Renegotiating NAFTA: U of T political scientist and economist on what's at stake

As Trump fights for a new trade agreement, he has taken aim at various Canadian industries including the dairy sector (photo by JvL via Flickr)

Canadian Prime Minister Justin Trudeau met privately with U.S. President Donald Trump during the G-7 summit this past weekend to discuss, among other issues, bilateral trade.

With Trump beginning the countdown to renegotiate the 23-year-old North American Free Trade Agreement, Canadian industry is nervous. Everything from the auto sector to dairy and softwood lumber could be affected.  

But trade economist Dan Trefler says keeping an eye on legal protections for intellectual property will be critical since Canada's economic growth depends on innovation.

“I am most worried about Big Pharma and the new breed of giant technology firms – Google, Amazon and Uber for example – who are trying to sew up access to data... Without equal access to such data, smaller Canadian firms will be at a competitive disadvantage,” he says.

With the Canadian government estimating that trade between Canada and the U.S. is valued at nearly $882 billion, U of T political scientist Grace Skogstad says Canada needs to make the case for negative impacts to American jobs. 

U of T News spoke with Trefler and Skogstad about renegotiating NAFTA.

Grace Skogstad, professor of political science at U of T Scarborough:

With Trump launching efforts to renegotiate NAFTA, what Canadian industries will likely be targeted?

If American rhetoric is to be believed, the renegotiation will focus on some industries that are already covered by NAFTA, like the auto sector, and some that are not, like the dairy and supply managed sectors. Any sector where the U.S. believes Canada has an unfair advantage either in gaining access to the U.S. market – autos, softwood lumber – or where Canada puts up barriers to American imports – like the dairy sector – is potentially vulnerable.

How will this affect average Canadians?

Jobs could be lost for Canadians if industries that rely on the American market face new barriers to entry into the U.S. And jobs will be lost in the dairy industry if the sector becomes more open to American dairy products.

How should Canada approach the renegotiations especially with an opponent as volatile as Trump? On what points should we remain firm? Where can we be more flexible?

Congress will need to approve any renegotiated NAFTA, and Congress will be the body that has to deal with Trump's volatility. Canada should, as it is already giving signs of doing, make the economic case for NAFTA, including pointing out negative economic impacts on American jobs of proposed rule changes. Canada will need to mobilize support in American states that would be harmed by changes to existing NAFTA rules. Canada has a lot of good expertise on how to handle trade negotiations.
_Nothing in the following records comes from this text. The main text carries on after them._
PR #767, opened 2018-01-26
Fixed command doctrine:database:drop --if-exists

Nijusan:
command still failed when the database does not exist altough the --if-exists option was called. problem with symfony4 seems to be the url key in the $params array.

adds unsetting url key of params array because otherwise dropping database with if-exists option still fails when getConnection($params) is called


Nijusan:
@kimhemsoe hi. i am not that familiar with the further process, can i somehow support more? or is everything fine up to this point?

kimhemsoe:
Thanks for asking.

We need a test covering the changes, to make sure it will not break again in the future. Unfortunately the commands are lacking testing. I would recommend you take a look at CreateDatabaseDoctrineTest to how it can be done. 

The tests are currently failing with the newest changes from symfony, but you can safely ignore that.

Nijusan:
@kimhemsoe hi kim, i've added a test class for the command. but i am not able to write a concrete test for the above problem. i've written one and outcommented it, because it needs a mysql connection.
the problem is, that this failure only happens with a mysql connection, or better, it does not fail with sqlite. it seems no problem with sqlite to connect to a database which does not exists, where else mysql gives the error that the database xy does not exist.

i am stuck at this point, i tried do mock the DriverManager to inspect the params array with a callback to check if the url key exists, because it shoudnt, but DriverManager is a final class.

any idea? maybe the commited class is a helping start for further testing...
maybe ur travis has a local mysql connection, then maybe this is still helpful?

Nijusan:
any update on this issue?

kimhemsoe:
@Nijusan I am a bit busy atm the moment at work. Doctrine is something i do in my sparetime, but i hope to have time soon to take a look at this and all the other test which is failing on master.

jwage:
@Nijusan What is the error that causes this to fail?

Nijusan:
@jwage the problem occurs if the database connection is configured via url like it is done in symfony 4.   then https://github.com/Nijusan/DoctrineBundle/blob/cde9878791d8b1076f08e36dec0afb8ac72ade83/Command/DropDatabaseDoctrineCommand.php#L90 fails with the same reason u already unset the dbname parameter.  mysql tries to connect and use that given database, but if it does not exist, it cannot connect. so it fails in this line and never reaches the possibility for --if-exists

jwage:
@Nijusan Forgive me, I don't understand. If all the connection information is in the `url` option and you unset it how is it able to connect without a database name when it gets here https://github.com/doctrine/DoctrineBundle/pull/767/files#diff-b46232fa79d53e95a9b5efea5b606a8dR90

Nijusan:
@jwage no problem. dont be sorry for asking: its a simple answer, it is not the only information. doctrine already resolved all information into the parameters array:

```
» bin/console d:d:d
array:11 [
  "driver" => "pdo_mysql"
  "charset" => "utf8mb4"
  "url" => "mysql://foo:bar@127.0.0.1:3306/test_db"
  "host" => "127.0.0.1"
  "port" => "3306"
  "user" => "foo"
  "password" => "bar"
  "driverOptions" => []
  "serverVersion" => "5.7"
  "defaultTableOptions" => []
  "dbname" => "test_db"
]
```

Tests/Command/DropDatabaseDoctrineTest.php
```diff
@@ -0,0 +1,130 @@
...
+            ->getMock();
+
+        $mockContainer->expects($this->any())
+            ->method('get')
+            ->with('doctrine')
+            ->willReturn($mockDoctrine);
+
+        return $mockContainer;
+    }
+}
```
jwage: Can you add a new line at the end of this file?

Tests/Command/DropDatabaseDoctrineTest.php
```diff
@@ -0,0 +1,130 @@
...
+
+        $commandTester = new CommandTester($command);
+        $commandTester->execute(
+            array_merge(array('command' => $command->getName(), '--force' => true))
+        );
+
+        $this->assertContains("Dropped database for connection named " . sys_get_temp_dir() . "/" . $dbName . "" , $commandTester->getDisplay());
+    }
+
+    /*
```
jwage: If this test is not needed, can you remove it instead of leaving it commented out?

Tests/Command/DropDatabaseDoctrineTest.php
```diff
@@ -0,0 +1,130 @@
...
+namespace Doctrine\Bundle\DoctrineBundle\Tests\Command;
+
+use Doctrine\Bundle\DoctrineBundle\Command\DropDatabaseDoctrineCommand;
+use PHPUnit\Framework\TestCase;
+use Symfony\Component\Console\Application;
+use Symfony\Component\Console\Tester\CommandTester;
+
+class DropDatabaseDoctrineTest extends TestCase
+{
+
```
jwage: Remove this errant extra new line.

Tests/Command/DropDatabaseDoctrineTest.php
```diff
@@ -0,0 +1,130 @@
+<?php
+
```
jwage: Put only 1 new line between the opening `<?php` and the namespace.

jwage:
@Nijusan Ok, I understand now. I requested a few changes.

Nijusan:
@jwage thank u. i did the changes as mentioned

kimhemsoe:
@Nijusan Is it possible for you to fix the remaining issues and do a rebase? Thanks :)

Nijusan:
@kimhemsoe done :)
sry was kinda busy lately

kimhemsoe:
@Nijusan Perfect, can you fix the cs issues and then we are good to go :D

Nijusan:
@kimhemsoe it looks good now :)

mikeSimonson:
@Nijusan Thanks for the PR and the tests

It recently concluded the Comprehensive Economic and Trade Agreement with the EU, and our trade negotiators are well briefed on American trade priorities as a result of taking part in the TPP negotiations. We should – and they will – remain firm on not making concessions in any industries where we'd lose Canadian jobs – autos, softwood lumber. 
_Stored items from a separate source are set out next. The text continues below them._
PR #768, opened 2018-01-27
Added missing quoting of scalar values for yaml files

kimhemsoe:
FIxed a few deprecation errors regarding yaml and scalar values


kimhemsoe:
@alcaeus seems i was sleeping alot... this already in master. I messed this one up badly :D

We should remain firm on the right to regulate our financial sector/banks. We avoided the 2007-08 US financial crisis because of our much better regulated banking sector. No one goes into a negotiation promising to be flexible, but one potential bargaining chip is water. California is short of it – we're not.  I understand that Trump's Trade Representative Robert Lighthizer, is a not a fan of free trade but rather believes in managed trade. A managed trade approach is effectively what characterizes softwood lumber exports to the U.S. As long as it is not U.S. alone doing the 'managing,' a managed trade approach may give Canada more latitude to secure concessions for vulnerable sectors.

Will NAFTA actually get completed under a Trump presidency?

It depends how long the Trump presidency lasts – that is, whether he serves out his four-year term. Even so, four years is not a long time for a negotiation.

Dan Trefler, economics professor at the Rotman School of Management:

What could be the effect on Canada’s economy of a renegotiated NAFTA? 

Despite all the attention given to dairy and lumber, the fact is that these disputes are minor irritants. Our economic growth, first and foremost, is driven by innovation. Legal protections for intellectual property (IP) can help promote innovation-led growth, so the IP negotiations will be critical. If done correctly, a renegotiated NAFTA will be a boon to Canada.

What should we be wary of when it comes to demands the U.S. will put on us during negotiations?

Here is the kicker. Economists unanimously agree that the U.S. patent system is now so overly protective of IP that the system has become a drag on innovation and growth. Yet, we know from the Trans-Pacific Partnership Agreement (TPP) that some of the most powerful firms in the U.S. will be lobbying hard to remold Canada’s patent system into the American image. This will stymie Canadian innovation so the Prime Minister’s team must work hard not to give in on this. I know that his team is fully aware of this.

What industries are you most concerned about?

I am most worried about Big Pharma and the new breed of giant technology firms – Google, Amazon and Uber for example – who are trying to sew up access to data. They generate data through biologics, harvesting the web, monitoring our movements etc. Without equal access to such data, smaller Canadian firms will be at a competitive disadvantage. We cannot allow that.